BLUE PIT BULL MAN said:


> well its cute!


thanks


razors_edge said:


> thats a nice bully u got there man....love the coat n pattern, reminds me of my bitch....gorgeous man


Thanks, you can tell its a bully hugh? This pup belongs to my brother, he gave me the honor of selecting what I felt was pick of the litter, so that is what i selected for him, Her structure thus far is good, apears to have real nice rear angulation, her bite is scissor but that may change hopefully not,,
shes a very nice fawn and is pretty inteligent,thanks 4 the compliment.








She should have some nice rears once shes done..She has dogs in her lineage that have nice muscle tone and that are known for the rears.


----------



## razors_edge (Jun 2, 2009)

she looks solid on that pic, nice head piece on her as well......i have a blue fawn and theyre my fav......update me with this dog when she gets bigger, i want to see how she turns out...


----------



## porter314 (Mar 22, 2009)

God looking pup keep us posted as she grows


----------



## megz (Jul 25, 2008)

can't wait to watch that pup grow up!!!
she'll have quite the body for sure.


----------



## StaffyDaddy (Mar 28, 2009)

she's already a lil heart breaker! thanks for sharing!
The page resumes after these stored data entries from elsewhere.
PR #666, opened 2025-03-25
fix(dips): deserialize dips message signature from bytes

LNSD:
This pull request includes changes to the `Cargo.toml` and `lib.rs` files in the `crates/dips` directory.

* [`crates/dips/src/lib.rs`](diffhunk://#diff-43049e4db6e400dbf78fe60574626cb162e14dbb774b13f92bc9b05b68d08830L204-R209): Refactored the signature handling in the `SignedIndexingAgreementVoucher` implementation to use `Signature::try_from` to fix the signature deserialization bug.

### DIFF
--- a/crates/dips/src/lib.rs
+++ b/crates/dips/src/lib.rs
@@ -198,7 +198,7 @@ impl SignedIndexingAgreementVoucher {
         expected_payee: &Address,
         allowed_payers: impl AsRef<[Address]>,
     ) -> Result<(), DipsError> {
-        let sig = Signature::from_str(&self.signature.to_string())
+        let sig = Signature::try_from(self.signature.as_ref())
             .map_err(|err| DipsError::InvalidSignature(err.to_string()))?;
 
         let payer = self.voucher.payer;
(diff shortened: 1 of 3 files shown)


crates/dips/src/lib.rs
```diff
@@ -201,8 +201,12 @@ impl SignedIndexingAgreementVoucher {
         expected_payee: &Address,
         allowed_payers: impl AsRef<[Address]>,
     ) -> Result<(), DipsError> {
-        let sig = Signature::from_str(&self.signature.to_string())
-            .map_err(|err| DipsError::InvalidSignature(err.to_string()))?;
+        let sig = match Signature::try_from(self.signature.as_ref()) {
```
neithanmo, line 204: It would be better if you remove the match statement and use `map_err(|e| DipsError::InvalidSignature(e.to_string()))?` instead.

neithanmo (changes requested):

crates/dips/src/lib.rs
LNSD: Done! 📝

pcarranzav (approved):

neithanmo (approved):

PR #667, opened 2025-03-25
fix: use the correct eip712 domain for each part of dips

pcarranzav:


neithanmo (approved):
Thanks!
Looks good to me
@TypeLevelConsoli can you take a look?

PR #671, opened 2025-03-26
fix: return error instead of panicking if fetching from ipfs fails

pcarranzav:


crates/dips/src/ipfs.rs
```diff
@@ -50,7 +50,7 @@ impl IpfsFetcher for IpfsClient {
             .map_ok(|chunk| chunk.to_vec())
             .try_concat()
             .await
-            .unwrap();
+            .map_err(|_| DipsError::SubgraphManifestUnavailable(file.to_string()))?;
```
mangas: could be worth logging the error here so we can see why it failed

mangas (approved):

mangas (approved):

I think she'll be ripped, if you have anything to do with her LMAO


----------



## performanceknls (Apr 4, 2009)

If you are looking for structure evaluations then you should post better pictures. You cannot tell the rear angulation in the picture and her tail set looks high but again that could be the picture.
IMO a very cute puppy and yeah she does look more bully than APBT what is her ped? I love puppies! I wish they could stay that small just for a little longer.


----------



## los44 (Jun 1, 2008)

who she off of??? i know bruno became a poppa recently she wouldnt be off of him would she? either way you have a good eye so i trust you made the right choice.


----------



## sarie0417 (Feb 26, 2009)

awwwwww adorable is all I have to say, very nice color!! The white on her face and nose, love it!!


----------



## hell no they wont go (Oct 4, 2007)

thats what a healthy bully pup should look like not too chubby not too thin and WAY TOO CUTE! the legs is what gives it away that the pup is a bully at least for me it does.


----------



## 1503-bulls-henry (May 6, 2009)

razors_edge said:


> she looks solid on that pic, nice head piece on her as well......i have a blue fawn and theyre my fav......update me with this dog when she gets bigger, i want to see how she turns out...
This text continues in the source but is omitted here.